Asymmetrischer Kern verschiebt Achse des Erdmagnetfelds
Starke Ostdrift des Dipolfeldes liefert Hinweise auf eine Abschwächung und bevorstehende Umpolung.
Starke Ströme von flüssigem Eisen im Erdkern treiben den Geodynamo an und bauen das Erdmagnetfeld auf. Einen detaillierten Blick in diese Prozesse gelang nun amerikanischen Geophysikern mithilfe von Computersimulationen. So konnten sie die seit etwa 10.000 Jahren vorherrschende Westdrift der Magnetfeldachse mit einem asymmetrischen Aufbau des festen Erdkerns erklären. Dass heute diese Achse jedoch über 500 Kilometer weit im Osten liege, sei daher ein Hinweis auf eine Abschwächung und bald zu erwartende Umpolung des Magnetfelds.

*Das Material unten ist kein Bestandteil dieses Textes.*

PR #2885, opened 2019-11-30
ci(cli): add plugin scan to postinstall

UnleashedMind:
*Issue #, if available:*

*Description of changes:*
1.  add `plugin scan` to postinall
2. add plugin platform health check as the last step to `plugin scan`, in which all the official plugin packages are verified for existence and correct version.
3. add logic to trigger `plugin scan` if the cli version is different than what's in the `plugins.json` file. 


packages/amplify-cli/src/plugin-helpers/platform-health-check.ts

Abb.: Chaotisch verteilen sich die Feldlinien des Erdmagnetfelds während einer Umpolung des sonst dominierenden Dipolfelds (Simulation; Bild: NASA)
Erst seit 200 Jahren verschiebt sich die Dipolachse nicht mehr nach Westen, sondern in die entgegengesetzte Richtung. Nur mit einer deutlichen Abschwächung des Magnetfeldes können Geophysiker diesen Effekt erklären. Messungen einer stark ausgeprägten Magnetfeldanomalie im Südatlantik untermauern diese These. Auch laut Peter Olson und Renaud Deguen von der Johns Hopkins University in Baltimore treten Änderungen der Dipolposition typischerweise auf, wenn sich die Intensität des Magnetfelds abschwächt, besonders vor Umpolungen, die sich im Laufe der 4,5 Milliarden langen Erdgeschichte schon öfters ereigneten.

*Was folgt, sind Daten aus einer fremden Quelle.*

PR #2898, opened 2019-12-02
fix: fix lint warnings

hirochachacha:


kaustavghosh06:
What benefit does this change provide?

hirochachacha:
Sorry I forgot to reply. This change just suppress lint warnings.

https://eslint.org/docs/user-guide/configuring#disabling-rules-with-inline-comments

The following directive is useless.
```
while (true) {
// eslint-disable-line
```
If we want to suppress a lint warning from `while (true)` line, we should write
```
while (true) { // eslint-disable-line
```
or
```
// eslint-disable-next-line
while (true) {
```
Theses fixes are very trivial. You can fix it by yourself within 5 minutes.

Nur mit einem besseren Verständnis der komplexen Prozesse des Geodymanos können langfristige Änderunge des Erdmagnetfeldes erklärt werden. Genau das gelang Olson und Deguen für die vorherrschende Westdriftphase in den vergangenen 10.000 Jahren. Über Analysen der magnetischen Ausrichtung von Gesteinen, mithilfe von seismischen Untersuchungen des Erdinneren und Computersimulationen fanden sie die Ursache in der Struktur des festen Erdkerns.
Unter hohem Druck kristallisierte eisenreiches Material bevorzugt an der Westseite des Erdkerns aus und führte zu einer asymmetrischen Struktur. Umgekehrt schrumpfte der Erdkern wahrscheinlich auf seiner Ostseite und schmolz partiell auf. Gekoppelt mit der Erdrotation und starken Konvektionsströmen im flüssigen, äußeren Erdkern kann diese Asymmetrie für eine westliche Verschiebung des Dipolfeldes verantwortlich gemacht werden. Doch diese Entdeckung muss nicht im Widerspruch zu der aktuellen Ostdrift der Dipolachse stehen.

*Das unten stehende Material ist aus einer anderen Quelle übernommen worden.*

Issue #1657, opened 2019-06-13
using createdAt as a sortKey in @key directive results mandatory id and createdAt fields in CreateItemInput and CreateItem mutation in GraphQL Transform


iselcuk:
In GraphQL Transform, transforming a schema that includes `@key` directive like: `@key(fields: ["id", "createdAt"])` forces to make key fields non-nullable and that results with mandatory `id` and `createdAt` fields in `CreateItemInput`. Since `CreateItemInput` has these mandatory fields, it is a must to pass `id` and `createdAt` to `createItem` mutation.  I want `createdAt` to be handled by automatically like mentioned here if it is possible: [Timestamps for GraphQL/AppSync models](https://github.com/aws-amplify/docs/issues/355#issue-396466935)
 
Example: 
```
type Item @model @key(fields: ["id", "createdAt"]){
    id: ID!
    createdAt: String!
}
```
Result: 
```
input CreateItemInput {
    id: ID!
    createdAt: String!
}
```
Expected Result:
```
input CreateItemInput {
    id: ID
    createdAt: String
}
```

iselcuk:
Also it is not limited to createdAt. Using @key directive with custom fields like @key(fields: ["id", "sortKey"] results with non-nullable id and sortKey fields in CreateItemInput and UpdateItemInput.

Crisp3333:
I am in favor of this. A scenario where this is critical is a real time application where the date field must be controlled by one global system/server that sets the time. If the time is set by the application code, then there could be lapses and inconsistencies reflected in time of multiple events. If device A creates a mutation before device B, there is a strong possibility device B's time record in the database is later than the record of device A (This is due to the system time of each device). This is a BIG problem if device A and B are communicating.

A solution in the mean time would be to send the records to a AWS lambda function to deal with the mutation, that is, the AWS lambda function handling the `createdAt` time would be global for all devices.

Crisp3333:
I did some research and a quick solution would be is to use an api to get a uniform time. If it is very important for the time timestamp to be consistent (which it should) you can use `truetime` library. I am using the `truetime` library so regardless of any system my application is running on, I will at least have consistent times for my database entries.

dseeker:
bump, just encountered this limitation. 
Key directive must be able to accept non-nullables to allow autoid, server createdAt and updatedAt
related to https://github.com/aws-amplify/amplify-cli/pull/356

ajhool:
[...]

PR #2899, opened 2019-12-02
fix(graphql-connection-transformer): make validation permissive

hirochachacha:
Current implementation prohibits to use nullable fields as connection fields.
However if these field values are guaranteed to be assigned by @auth directives,
nullabilities of field types don't matter.

### DIFF
--- a/packages/graphql-connection-transformer/src/ModelConnectionTransformer.ts
+++ b/packages/graphql-connection-transformer/src/ModelConnectionTransformer.ts
@@ -67,15 +67,123 @@ function validateKeyField(field: FieldDefinitionNode): void {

So kann eine allgemeine Abschwächung des Erdmagnetfelds den Einfluss des nach Westen ausgebeulten inneren Erdkerns überlagern. Genau diese Situation liegt offenbar seit der geologisch extrem kurzen Zeitspanne von 200 Jahren vor. Dass das Erdmagnetfeld jedoch in Kürze komplett zusammenbrichen und so die Erde nicht mehr vor gefährlicher Strahlung abschirmen wird, halten Geophysiker für unwahrscheinlich. Derzeit gehen Schätzungen davon aus, dass frühestens in ein bis zweitausend Jahren mit einer Umkehr des Dipolfeldes zu rechnen sei. Leichtgläubige Zeitgenossen, die mit dem Ende des Mayakalenders am 21. Dezember dieses Jahres den Weltuntergang erwarten, müssen sich also nach einer anderen plausiblen Erklärung umschauen.